╭─ GIVEN RECORDS
Issue #4746, opened 2022-07-31
Merger: initially discarded corporations were shuffled back in?


kevinb9n:
Sorry, I know this is extremely minor.

I think in an over-the-table game players would not shuffle initially-discarded corporations back in to the corp deck before playing the Merger prelude, unless/until the corporation deck was actually empty. So you wouldn't have to redraw a corp you had already discarded once.

I could have missed a ruling about this though.

Again, small, sorry.

motoyugota:
I would agree that this is how it should work. Same goes for Valley Trust and New Partner with Preludes.

kberg:
This is fixed.

kberg:
Agreed. Thanks.

Issue #4741, opened 2022-07-30
Corporation draft with limited corporations might not work


kberg:
From Discord:
> FoxRageQc: HEllo, when i try to create a game today, it says this: Internal server error: No more corporation cards for game g1d08898d0861
> k9: @FoxRageQc did you try corporations draft with a limimted set of corporations?
> FoxRageQc: Hmmm yes i think so

pauliimmonen:
I did a little investigation of the issue. The error message derives from corporations draft mode. The error happens because as we initialize each player the corporations are dealt to them. So as we start drafting "minimum corporations required" amount is already popped out of the deck. As a result you need double the minimum to get the corporations draft going.

kberg:
Thanks, @pauliimmonen. I think #4928 will fix this as it gives you a deck of corporations no matter how many you start with.

kberg:
This is fixed.

PR #4928, opened 2022-09-13
Remove Dealer, replace with Deck. Things happen.

### LINKED ISSUE #4920: New Partner selects duplicate preludes
Game ID: ge6fd824eb788

Screenshot_20220909-233031_Chrome

In the screenshot, you can see that i already played Aquifier Turbines but it has come up again as an option with New Partner.

kberg:
**Don't review this until #4924  is in and done.**

It replaces `Dealer` with 3 instances of `Deck`. One for project cards, one for corporation cards, and one for preludes. The code now actively discards unused corps and preludes, and might even shuffle them back in.

It also treats customPrelude and customCorps differently, not by eliminating all the other cards from the game, but by creating a standard deck of cards that the game would contain, then taking those custom cards and adding them to the top of the deck so they're drawn first. This way if customPrelude or customCorps aren't enough (because of a bug, or because of New Partner or Merger) the code will have a read-made deck to draw from.

This should fix #4920, #4746 and #4741.

As I'm typing this I can see other tests worth adding:

1. Verifying that discarded corps and preludes get tossed in their discard piles.
2. Verifying that after deserialization, `Dealer.draw` and `Deck.draw` grab the same cards.


src/server/Game.ts
```diff
@@ -305,26 +287,17 @@ export class Game implements Logger {
         gameOptions.turmoilExtension ||
         gameOptions.initialDraftVariant) {
         for (let i = 0; i < gameOptions.startingCorporations; i++) {
-          const corpCard = corporationCards.pop();
-          if (corpCard !== undefined) {
-            player.dealtCorporationCards.push(corpCard);
-          } else {
-            throw new Error('No corporation card dealt for player');
-          }
+          player.dealtCorporationCards.push(corporationDeck.draw(game));
```
pauliimmonen, line 290: Here you should not draw cards if you have corporationsDraft game option

kberg: > Here you should not draw cards if you have corporationsDraft game option

Yes, you're definitely right. Since this change is already pretty heavy, what I'd like to do is fix that in a PR all its own after this goes in. It should be easy to write a test for this one, so I'm happy to also do that later, too. Seem reasonable?

src/server/GameCards.ts
```diff
@@ -92,18 +94,33 @@ export class GameCards {
...
-    if (preludes.length > 0) {
-      return preludes;
+    if (preludes.length === 0) {
+      preludes = this.instantiate(PRELUDE_CARD_MANIFEST.preludeCards);
     }
-    return this.instantiate(PRELUDE_CARD_MANIFEST.preludeCards);
+    return this.addCustomCards(preludes, this.gameOptions.customPreludes);
+  }
+
+  private addCustomCards<T extends ICard>(cards: Array<T>, customList: Array<CardName> | undefined): Array<T> {
```
bafolts, line 112: This avoids having to check if `customList` is defined and creating `list` var. Typescript can generate this code.

```suggestion
  private addCustomCards<T extends ICard>(cards: Array<T>, customList: Array<CardName> = []): Array<T> {
```

src/server/GameCards.ts
```diff
@@ -92,18 +94,33 @@ export class GameCards {
...
+    const list = (customList || []);
+    for (const cardName of list) {
+      const idx = cards.findIndex((c) => c.name === cardName);
+      if (idx === -1) {
+        const card = this.cardFinder.getCardByName(cardName);
+        if (card !== undefined) {
+          cards.push(<T> card);
+        }
```
bafolts, line 120: Is this worth logging a warning if `card` is not defined? In this situation the server may not be aware of the custom card user is attempting to add.

src/server/utils/shuffle.ts
```diff
@@ -0,0 +1,20 @@
+// in-place shuffle using the Fisher-Yates algorithm..
+// See https://bost.ocks.org/mike/shuffle/ for details.
+
+import {Random} from '../Random';
+
+export function inplaceShuffle(array: Array<any>, rng: Random) {
```
bafolts, line 6:
```suggestion
export function inplaceShuffle(array: Array<unknown>, rng: Random) {
```

src/server/utils/shuffle.ts
```diff
@@ -0,0 +1,20 @@
...
+  let last = array.length;
+
+  // While there remain elements to shuffle…
+  while (last > 0) {
+    // Pick a remaining element…
+    const idx = rng.nextInt(last);
+    last--;
+
+    // And swap it with the current element.
+    const temp = array[last];
```
bafolts, line 16:
```suggestion
   
    [array[last], array[idx]] = [array[idx], array[last]];
```

Not important but in ES6 this can be done with [destructuring assignment](https://developer.mozilla.org/en-US/docs/Web/JavaScript/Reference/Operators/Destructuring_assignment).

bafolts (approved):

src/server/GameCards.ts
kberg: It might be worth throwing if that's the case. It's not clear if that error makes it all the way back to the caller, though. So, for now, logging a warning makes sense. Thanks.

src/server/utils/shuffle.ts
kberg: Nice!

src/server/GameCards.ts
kberg: This is nice.

src/server/Game.ts
kberg: This is #4965

PR #4935, opened 2022-09-14
Clarify community card Political Uprising.

kberg:
"Place 4 delegates" does not really describe how this card works, since each delegate may go into its own party. The existing cards tend to say "in 1 party" and so it's possible to assume the absence of "in 1 party" is enough, but I recommend this is explicit.


kberg:
@nwai90 does this make sense to you?

nwai90:
> @nwai90 does this make sense to you?

Looks fine to me, or alternatively "Place 4 delegates into any party / parties" could work too

nwai90 (approved):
╰─
_TASK ITEM_
Look back at the entries above. Retype the line with "Sorry, I know this is extremely minor.", the line with "Game ID: ge6fd824eb788", and all lines in between.

_SOLUTION FOR THIS TASK_
Sorry, I know this is extremely minor.

I think in an over-the-table game players would not shuffle initially-discarded corporations back in to the corp deck before playing the Merger prelude, unless/until the corporation deck was actually empty. So you wouldn't have to redraw a corp you had already discarded once.

I could have missed a ruling about this though.

Again, small, sorry.

motoyugota:
I would agree that this is how it should work. Same goes for Valley Trust and New Partner with Preludes.

kberg:
This is fixed.

kberg:
Agreed. Thanks.

Issue #4741, opened 2022-07-30
Corporation draft with limited corporations might not work


kberg:
From Discord:
> FoxRageQc: HEllo, when i try to create a game today, it says this: Internal server error: No more corporation cards for game g1d08898d0861
> k9: @FoxRageQc did you try corporations draft with a limimted set of corporations?
> FoxRageQc: Hmmm yes i think so

pauliimmonen:
I did a little investigation of the issue. The error message derives from corporations draft mode. The error happens because as we initialize each player the corporations are dealt to them. So as we start drafting "minimum corporations required" amount is already popped out of the deck. As a result you need double the minimum to get the corporations draft going.

kberg:
Thanks, @pauliimmonen. I think #4928 will fix this as it gives you a deck of corporations no matter how many you start with.

kberg:
This is fixed.

PR #4928, opened 2022-09-13
Remove Dealer, replace with Deck. Things happen.

### LINKED ISSUE #4920: New Partner selects duplicate preludes
Game ID: ge6fd824eb788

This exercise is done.